Mastodawn

@dangillmor I think this is probably a relief. Google owning Chrome is awful, but anyone else buying it is even worse. A successful antitrust action would have put *Chromium* under a foundation outside Google's control and forced them to keep shipping Chrome based on that, with no control of the upstream. Not handed it over to someone with a worse mandate to monetize.

Matt Garber Sep 3, 2025

@dalias @dangillmor Bingo. I still trust Google’s developer and security teams on Chrome (and by extension, Chromium) far more than any of the trial balloon offers floated by “serious” suitors. Better stewardship under *OpenAI*? No thanks.

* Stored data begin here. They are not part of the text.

PR #951, opened 2023-11-16
va-omb-info, va-crisis-line-modal, va-minimal-header: Fix for focus trapping

Andrew565:
## Chromatic

https://2207-omb-focus-issues--60f9b557105290003b387cd5.chromatic.com

---

## Description
Closes [#2207](https://github.com/department-of-veterans-affairs/vets-design-system-documentation/issues/2207)
Relates to [#2255](https://github.com/department-of-veterans-affairs/vets-design-system-documentation/issues/2255)

Detects if focus is 'focused' on the modal-triggering buttons within the components
Redirects focus back to the Modal if it is visible

## Testing done
Tested locally using Brave and Storybook

## Screenshots
N/A

## Acceptance criteria
- [X] Focus is 'trapped' so that it stays in the modal, if it is visible

## Definition of done


packages/web-components/src/components/va-crisis-line-modal/va-crisis-line-modal.tsx
```diff
@@ -24,12 +26,21 @@ export class VACrisisLineModal {
     this.isOpen = false;
   }
 
+  // Redirects focus back to the modal, if the modal is open/visible
+  private trapFocus() {
+    const modalCloseButton = this.el.shadowRoot
+      .querySelector('va-modal')
+      .shadowRoot.querySelector('button.va-modal-close') as HTMLElement;
+    modalCloseButton?.focus();
```
jamigibbs, line 34: So fresh and so clean. ✨

packages/web-components/src/components/va-omb-info/va-omb-info.tsx
```diff
@@ -50,6 +50,12 @@ export class VaOmbInfo {
     this.modalContents = null;
   };
 
+  // Redirects focus back to the modal, if the modal is open/visible
+  private trapFocus = () => {
+    const modalCloseButton = this.el.shadowRoot.querySelector('va-modal').shadowRoot.querySelector('button.va-modal-close') as HTMLElement;
```
jamigibbs, line 55: This is kooky nit feedback but could this be formatted the same as what you've done for the `va-crisis-line-modal` version of the same method?

packages/web-components/src/components/va-modal/va-modal.tsx
```diff
@@ -178,7 +178,7 @@ export class VaModal {
   /**
    * Save focusable children within the modal. Populated on setup
    */
-  @State() focusableChildren: HTMLElement[] = null;
+  focusableChildren: HTMLElement[] = null;
```
jamigibbs, line 181: I'm just curious why `@State()` needed to be removed here?

Andrew565: It was causing an error/warning about the state updating during the wrong part of the lifecycle which could trigger unnecessary re-renders. All of the logic still works just fine without it being a 'state' variable, and it only ever gets updated once.

packages/web-components/src/components/va-crisis-line-modal/test/va-crisis-line-modal.e2e.ts
```diff
@@ -86,7 +86,10 @@ describe('va-crisis-line-modal', () => {
     const triggerButton = await page.find(
       'va-crisis-line-modal >>> button.va-overlay-trigger',
     );
+    console.log("found trigger button");
     await triggerButton.click();
+    console.log("trigger button clicked");
```
jamigibbs, line 91: A couple of rogue console logs in the test.

jamigibbs (approved):
I think this is a reasonable approach. The tabbing stays in the modal when I try it and when the modal opens, it's on the modal close button and VoiceOver reads the heading of the modal.

I'm not sure if focus should return back to the crisis line button when the modal is closed though? It doesn't seem to do that for me. I don't have all of the context of previous feedback though. Maybe Ryan can confirm if/when he tests as well.

packages/web-components/src/components/va-crisis-line-modal/test/va-crisis-line-modal.e2e.ts
```diff
@@ -87,6 +87,7 @@ describe('va-crisis-line-modal', () => {
       'va-crisis-line-modal >>> button.va-overlay-trigger',
     );
     await triggerButton.click();
+    await page.waitForChanges();
```
jamigibbs, line 90: @Andrew565 Sorry, I missed this in my last review. Do you need this still?

rsmithadhoc:
I'm still running into issues with this. I'm testing via the Chromatic link and using both Firefox and Chrome. Let me know if it is something with that Chromatic link.

- The focus can leave the modal and go to browser controls.
    - For crisis line modal, it still hops to the VA logo outside the modal.
        image
- Shift + Tab reverses focus correctly, but stops at the first element. The expected behavior would be to go in reverse and cycle back to the last element in the modal, then continue.
- When opening the modal, I think focus needs to be on the element with `dialog`, so a screen reader reads out that a dialog has opened.
    Examples:
    image
    image
- In Firefox with VoiceOver, it doesn't read anything in the modal. However, it does with Chrome.

Example of what should happen [here](https://www.w3.org/WAI/ARIA/apg/patterns/dialog-modal/examples/dialog/) and [here](https://getbootstrap.com/docs/5.0/components/modal/). With these modals, the focus never leaves. Holding Tab or Shift + Tab will just cycle through the modal elements and never leave. Then, upon closing it, focus is returned to the button that triggered the modal.

packages/web-components/src/components/va-crisis-line-modal/test/va-crisis-line-modal.e2e.ts
Andrew565: Probably not, thanks for catching.

rsmithadhoc (approved):
Looks good to me for the focus trapping portion, thanks!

@matt_garber @dalias @dangillmor So I have to express that if you think Google is good at security you are wrong. So wrong, I would argue Google fundamentally *doesn't understand* security. We literally straight up ban Chrome at the office.

twifkak Sep 3, 2025

@ocdtrekkie @matt_garber @dalias @dangillmor Can you explain why you think Chrome doesn't understand security? Specific examples of failure, or a general sense, or...?

@twifkak @matt_garber @dalias @dangillmor So specifically with Chrome, Google constantly pushes new APIs which enable malware and fingerprinting, over half of which other browsers consider actively harmful. Most of good security is disabling about half of the "features" Chrome has shoved into web browsers. Notifications API, WebUSB, etc. Meanwhile they pioneered removing the EV indicator because Google is committed itself to misunderstanding SSL security.

@ocdtrekkie @twifkak @matt_garber @dangillmor Removing EV indicator was good. EV was nothing but a vector for deceiving users. One of these two things must inherently be true:

Either you have to be sufficiently big to play (pro-monopolist), or

Anyone can setup a scam company with a name sufficiently close to some company users trust and get an EV issued to that name to deceive users that they're trustworthy.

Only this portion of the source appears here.